The connection between an influenza virus surface protein and a host cell lipid has been discovered by University of Maine and National Institutes of Health researchers. Confirmation of direct interaction between the protein and lipid could lead to new antiviral therapies.

The UMaine-led research team is testing a hypothesis that a certain region within the protein hemagglutinin (HA) — its cytoplasmic tail — could be the site of interaction with the host cell lipid PIP2. Because of the stability of the HA tail, there is potential for a targeted treatment that could continue to work, despite the frequent mutations of other parts of HA, according to the scientists, who reported their discovery in Biophysical Journal.

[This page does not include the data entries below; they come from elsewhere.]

PR #2162, opened 2026-07-24
skill: mandatory-ID gate for re-extracted docs on --update

AirRocker:
## Problem

Semantic re-extraction of a doc that already has nodes in `graph.json` is non-deterministic. Running `--update` twice on the same large project `CLAUDE.md` — changed by one line between runs — returned **75 nodes on one run and 49 on the next**, silently dropping an entire documented section.

Nothing errored. The loss went straight into `build_merge` and would only have surfaced much later as a question the graph could no longer answer. It was caught solely because the `to_json` shrink guard (#479) refused the write.

The failure mode is quiet by construction: the extraction "succeeds", the chunk is valid JSON, and the merge is happy. Only a node-count comparison against the prior build reveals it.

## Fix

Adds a required three-step gate to the `--update` flow, applied to any changed doc/paper that already has nodes in the graph:

1. **Snapshot** that file's existing node IDs from `graph.json` before extracting.
2. **Pass them to the subagent as mandatory must-include IDs**, with the baseline node count as an explicit target ("the prior build extracted N nodes; land at ~N — under 90% means you under-extracted").
3. **Hard-gate the merge** — refuse unless node count ≥ 90% of baseline *and* zero mandatory IDs are missing. On failure, re-dispatch naming the missing IDs; two consecutive failures stop and report rather than merging a regression.

It also restates that the shrink guard is the authoritative backstop: never `force=True` past it without diffing the old and new node sets and being able to name why each removed node is legitimately gone (file deleted, section removed, ID renamed with a verified replacement). ID churn on a re-extracted file is a legitimate shrink; a missing section is not.

Reusing the prior IDs has a second benefit beyond completeness: it suppresses gratuitous ID churn on re-extraction (`claude_weather_proxy_worker` → `claude_workers_weather_proxy`), which orphans saved queries and inflates the merge diff for no semantic gain.

## Relationship to #3203 / 0.9.53

0.9.53 ships a per-source, count-level guard on the `graphify extract` path. `build_merge` now flags any re-extracted source whose semantic node count strictly drops, and the extract CLI arms the shrink guard on that flag: the write is refused and the file's manifest stamp is withheld, so the file re-dispatches on the next run. I re-ran my #3203 repro against 0.9.53 and it does exactly that ([verification comment](https://github.com/Graphify-Labs/graphify/issues/3203#issuecomment-5479876567)).

So what this gate still covers is the residual, and there are two parts to it:

**1. The default skill `--update` path.** Only `graphify extract` acts on the new flag (`_handle_unverified_semantic_shrink` in `cli.py`). The skill's `--update` flow calls `build_merge` directly (`tools/skillgen/fragments/references/shared/update.md`) and never reads the flag. That call also passes no `dedup`, so #2497's identity diff is skipped on this path too (it is gated `if had_graph and not dedup:` in `build.py`). On a skill `--update`, an under-extracted doc is at best caught afterwards, by the whole-graph `to_json` count check (#479). That check can tell you something shrank, but not what, and it can't see the loss at all when growth elsewhere in the same run offsets it.

**2. The count-neutral identity shape.** When a re-extract returns the same number of nodes for a file under new IDs, a per-source count check passes it by construction. Upstream's own `test_build_merge_equal_count_different_ids_not_flagged` marks that shape as by design. On 0.9.53 it still writes: exit 0, 22 → 22 nodes, and the same 9 edges dropped as in the original repro. The mandatory-ID gate compares identity rather than count, so on the skill path that shape gets re-dispatched instead of merged.

In short, 0.9.53 guards strict shrinks on `graphify extract`. This gate covers the skill `--update` path, where that guard doesn't arm, and the count-neutral shape, which no count check can see.

## Evidence

- The 75 → 49 collapse above, caught only by the shrink guard.
- After adopting the gate: **three consecutive regression-free doc updates** on the same project.
- First run with the gate codified: **111/111 mandatory IDs present, node count held exactly**, merge clean, health check clean.
- A second, worse collapse (−26 nodes, dropping an entire documented API-contract section) was caught by the gate before merge and fixed by re-dispatching with the ID list — the graph never regressed.

## Scope

Markdown only — no code or CLI changes.

- Hand-edited: `tools/skillgen/fragments/references/shared/update.md` (the gate) and `tools/skillgen/fragments/core/core.md` (a pointer from the `--update` section).
- Everything else in the diff is regenerated via `python -m tools.skillgen` + `--bless`.

All five skillgen guards pass locally: `--check`, `--audit-coverage`, `--schema-singleton`, `--monolith-roundtrip`, `--always-on-roundtrip`.

## Note on CI

`tests/test_labeling.py::test_label_communities_batches_when_over_batch_size` may show red. It is **pre-existing and unrelated to this PR** — re-confirmed on an unmodified `v8` checkout at 50556ba, where it reproduces with:

```
pytest tests/test_skillgen.py tests/test_labeling.py
```

Cause: `label_communities` runs batches in a thread pool (`graphify/llm.py`, `workers = max(1, min(max_concurrency, n_batches))`), and for `backend="gemini"` concurrency stays > 1. The test appends to `calls` from inside the worker, so it records *completion* order but asserts *dispatch* order (`[100, 100, 50]`); under a different thread schedule it observes `[100, 50, 100]`. It passes when its file runs alone, which is why it usually goes unnoticed.

Happy to split that into its own issue/PR if useful — I left it untouched here to keep this diff to instructions only.

### DIFF
--- a/graphify/skill-agents.md
+++ b/graphify/skill-agents.md
@@ -675,6 +675,8 @@ fi
 
 Both are non-default subcommands. `--update` re-extracts only new or changed files; `--cluster-only` reruns clustering on the existing graph. See `references/update.md` for both flows.
 
+> **Re-extracting an already-graphed doc requires the mandatory-ID gate** (`references/update.md` → "REQUIRED: mandatory-ID gate for re-extracted docs"): snapshot that file's existing node IDs, pass them to the subagent as must-include, and refuse the merge if the node count drops below 90% of baseline or any ID is missing. Semantic re-extraction is non-deterministic and drops whole sections without it.
+
 ---
 
 ## For /graphify query
--- a/graphify/skill-amp.md
+++ b/graphify/skill-amp.md
@@ -675,6 +675,8 @@ fi
 
 Both are non-default subcommands. `--update` re-extracts only new or changed files; `--cluster-only` reruns clustering on the existing graph. See `references/update.md` for both flows.
 
+> **Re-extracting an already-graphed doc requires the mandatory-ID gate** (`references/update.md` → "REQUIRED: mandatory-ID gate for re-extracted docs"): snapshot that file's existing node IDs, pass them to the subagent as must-include, and refuse the merge if the node count drops below 90% of baseline or any ID is missing. Semantic re-extraction is non-deterministic and drops whole sections without it.
+
 ---
 
 ## For /graphify query
--- a/graphify/skill-claw.md
+++ b/graphify/skill-claw.md
@@ -678,6 +678,8 @@ fi
 
 Both are non-default subcommands. `--update` re-extracts only new or changed files; `--cluster-only` reruns clustering on the existing graph. See `references/update.md` for both flows.
 
+> **Re-extracting an already-graphed doc requires the mandatory-ID gate** (`references/update.md` → "REQUIRED: mandatory-ID gate for re-extracted docs"): snapshot that file's existing node IDs, pass them to the subagent as must-include, and refuse the merge if the node count drops below 90% of baseline or any ID is missing. Semantic re-extraction is non-deterministic and drops whole sections without it.
+
 ---
 
 ## For /graphify query
--- a/graphify/skill-codex.md
+++ b/graphify/skill-codex.md
@@ -675,6 +675,8 @@ fi
 
 Both are non-default subcommands. `--update` re-extracts only new or changed files; `--cluster-only` reruns clustering on the existing graph. See `references/update.md` for both flows.
 
+> **Re-extracting an already-graphed doc requires the mandatory-ID gate** (`references/update.md` → "REQUIRED: mandatory-ID gate for re-extracted docs"): snapshot that file's existing node IDs, pass them to the subagent as must-include, and refuse the merge if the node count drops below 90% of baseline or any ID is missing. Semantic re-extraction is non-deterministic and drops whole sections without it.
+
 ---
 
 ## For /graphify query
--- a/graphify/skill-copilot.md
+++ b/graphify/skill-copilot.md
@@ -678,6 +678,8 @@ fi
 
 Both are non-default subcommands. `--update` re-extracts only new or changed files; `--cluster-only` reruns clustering on the existing graph. See `references/update.md` for both flows.
 
+> **Re-extracting an already-graphed doc requires the mandatory-ID gate** (`references/update.md` → "REQUIRED: mandatory-ID gate for re-extracted docs"): snapshot that file's existing node IDs, pass them to the subagent as must-include, and refuse the merge if the node count drops below 90% of baseline or any ID is missing. Semantic re-extraction is non-deterministic and drops whole sections without it.
+
 ---
 
 ## For /graphify query
--- a/graphify/skill-droid.md
+++ b/graphify/skill-droid.md
@@ -675,6 +675,8 @@ fi
 
 Both are non-default subcommands. `--update` re-extracts only new or changed files; `--cluster-only` reruns clustering on the existing graph. See `references/update.md` for both flows.
 
+> **Re-extracting an already-graphed doc requires the mandatory-ID gate** (`references/update.md` → "REQUIRED: mandatory-ID gate for re-extracted docs"): snapshot that file's existing node IDs, pass them to the subagent as must-include, and refuse the merge if the node count drops below 90% of baseline or any ID is missing. Semantic re-extraction is non-deterministic and drops whole sections without it.
+
 ---
 
 ## For /graphify query
--- a/graphify/skill-kilo.md
+++ b/graphify/skill-kilo.md
@@ -678,6 +678,8 @@ fi
 
 Both are non-default subcommands. `--update` re-extracts only new or changed files; `--cluster-only` reruns clustering on the existing graph. See `references/update.md` for both flows.
 
+> **Re-extracting an already-graphed doc requires the mandatory-ID gate** (`references/update.md` → "REQUIRED: mandatory-ID gate for re-extracted docs"): snapshot that file's existing node IDs, pass them to the subagent as must-include, and refuse the merge if the node count drops below 90% of baseline or any ID is missing. Semantic re-extraction is non-deterministic and drops whole sections without it.
+
 ---
 
 ## For /graphify query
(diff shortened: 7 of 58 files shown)


AirRocker:
Rebased onto current `v8` (50556ba) — clean, no conflicts, and the diff is unchanged at 58 files / +1943.

Verified locally on the rebased branch: all five skillgen guards pass (`--check`, `--audit-coverage`, `--schema-singleton`, `--monolith-roundtrip`, `--always-on-roundtrip`), and `pytest tests/` gives 4218 passed / 3 skipped. The one failure is the pre-existing `test_label_communities_batches_when_over_batch_size` flake described in the PR body — it reproduces the same way on an unmodified `v8` checkout, so it isn't coming from this branch. The Actions run currently shows `action_required`, so CI is waiting on a workflow approval rather than on anything in the branch.

I've also added a short section to the description on how this sits alongside #2497, since that landed after the PR was opened and is clearly the better version of the count check. The reason I think it's still worth having both: the revived guard is gated `if had_graph and not dedup:` (`build.py:1823`) while `dedup` defaults to `True` (`build.py:1553`), so on a default `--update` the identity-level check is skipped by design, and a silent doc-node loss is still only caught afterwards by the `to_json` count comparison — which can tell you something shrank, but not which nodes went or whether it was legitimate ID churn.

Very happy to rework the shape if a lighter touch would fit the project better — an opt-in flag, a different default, or a config knob would all be fine by me. The protection is what I care about, not the mechanism. No rush on any of this.

AirRocker:
Rebased onto current `v8` (adf814f). It applied cleanly and the diff is unchanged at 58 files / +1943. All five skillgen guards pass locally, including `--check` on the Windows skill, which upstream had touched since the last rebase. `pytest tests/` is fully green run the way CI runs it (5538 passed / 13 skipped), and the `label_communities` flake noted in the description didn't trigger this time.

I've also updated the description for the post-0.9.53 picture. The count-level guard now ships on the extract CLI path, so this gate's remaining scope is the skill `--update` path plus the count-neutral ID-churn shape.

The fresh push needs a workflow approval before CI runs, whenever that's convenient. Genuinely no rush. I'm still happy to reshape this however suits the project, whether that's an opt-in flag, a different default, or a config knob.

AirRocker:
Thanks for this — the review earned its keep. All four distinct findings are real, and three of them I could reproduce against a live graph before touching a word of the text. Fixed in `a9b253d`, force-pushed over `7992600`.

### 1. Single shared state file for every re-extracted document (`…/update.md:84`, and the same finding on the `amp` variant)

Real, and the worst of the four, because it is the one that fails **open**. `.graphify_must_ids.txt` was a fixed path, so in a delta with two changed docs the second snapshot overwrote the first, and that doc went through the merge ungated while the gate still printed `GATE: PASS` — a silent hole in the one procedure whose whole job is to fail closed. Reproduced on a 3,545-node graph: snapshot doc A (2 mandatory IDs), snapshot doc B (27), and A's IDs are simply gone from disk.

One clarification on the framing, because it changes what the fix has to be: this isn't a concurrency race. Nothing writes these files concurrently — the extraction subagents write `CHUNK_PATH`, while the snapshot and the gate both run in the host session, sequentially. It is a plain sequential overwrite, which is why keying the state file by target is sufficient and no locking is needed.

**Fix:** state files are keyed by target (`.graphify_must_<slug>.json`), with a one-time clear of stale snapshots before the first target of a run.

### 2 + 3. Suffix collisions from `endswith(TARGET)` (`…:86` and `…:87`)

Real — and the sharpest of the three to demonstrate, because it needs no operator error at all. `endswith` is not anchored to a path boundary, so a `source_file` that is a bare root-level name is a suffix of every same-named file deeper in the tree. On one of our real corpora, `TARGET = 'README.md'` — which is exactly how the root README appears in `source_file`, so there is nothing to mistype — also matched `workers/README.md`:

```
gate (endswith) baseline : 22 nodes
true (exact)   baseline :  7 nodes
FOREIGN nodes pulled in  : 15  (from workers/README.md)
```

The consequence is a hard FAIL on correct output: a *perfect* re-extraction of `README.md` lands at 31.8% of the inflated baseline with 15 mandatory IDs reported missing. And the remedy the procedure then prescribes makes it worse — "re-dispatch naming the missing IDs" tells the subagent to emit another file's nodes under this file's `source_file`, which replace-on-re-extract would then attribute to the wrong file.

**Fix:** match `source_file` exactly. Where no exact match exists but suffix candidates do, the snapshot prints the candidates and stops rather than guessing.

### 4. Gate reads only `.graphify_chunk_01.json` (`…:105`)

Real. One correction to the mechanism, because it shaped the fix: a document never splits across chunks. Step 3B chunks by *file* — 20–25 files per chunk, and each image gets its own — so one file always lands in exactly one chunk. Multiple chunks come from a delta with many semantic files, and then the target doc can sit in `_02` while the gate reads `_01`, sees none of its mandatory IDs, and fails a clean extraction. Not hypothetical: a recent `--update` on our side dispatched two doc subagents on a 14-file delta.

**Fix:** the gate now unions every `.graphify_chunk_*.json` and evaluates every snapshot in one pass. That also closed a latent over-count nobody flagged — the old `len(d['nodes'])` was the whole chunk, so for any chunk holding more than one file the 90% shrink check was measured against the wrong number. It now counts only the nodes attributed to each target, longest-suffix wins, so `workers/README.md` nodes are not counted against `README.md`.

### Verification

Two-chunk delta with the target in `_02` now passes with correct per-doc counts (7/7 and 15/15), and two negative controls confirm the gate can still fail: drop one mandatory node → `FAIL` with the ID named; drop one baseline hyperedge → `FAIL`. All five skillgen guards pass. `pytest tests/` is 5412 passed / 95 skipped — the only failures are the four `test_ollama_retry_cap.py` tests that need the uninstalled `openai` extra and reproduce identically on a pristine checkout, plus one `scales_linearly` timing test that passes in isolation.

Worth saying plainly: this gate text runs in production for us, across a six-project fleet, in a hardened superset of this fragment. So these are not edits to a proposal — the identical three fixes went into the live copy in the same pass, which is also where the reproductions above came from.

CI is showing `action_required` on the new SHA, so it is waiting on a workflow approval whenever that is convenient. No rush on any of it, and as before I am happy to reshape the whole thing if a lighter touch would suit the project better.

“Our findings show for the first time a connection between the influenza virus surface protein HA (the H in H1N1) and the host cell lipid PIP2,” says UMaine professor of physics Samuel Hess, the team’s lead scientist. “With further single-molecule microscopy experiments, we are now testing the hypothesis that a certain region within HA could be the site of interaction with PIP2.”

Using confocal and super-resolution microscopy, the latter a patented technology developed by Hess, the researchers imaged HA and PIP2 in several living cell types and observed that they sometimes occupied the same regions in the plasma membrane defining the cell exterior. HA and PIP2 also were observed affecting each other’s motions.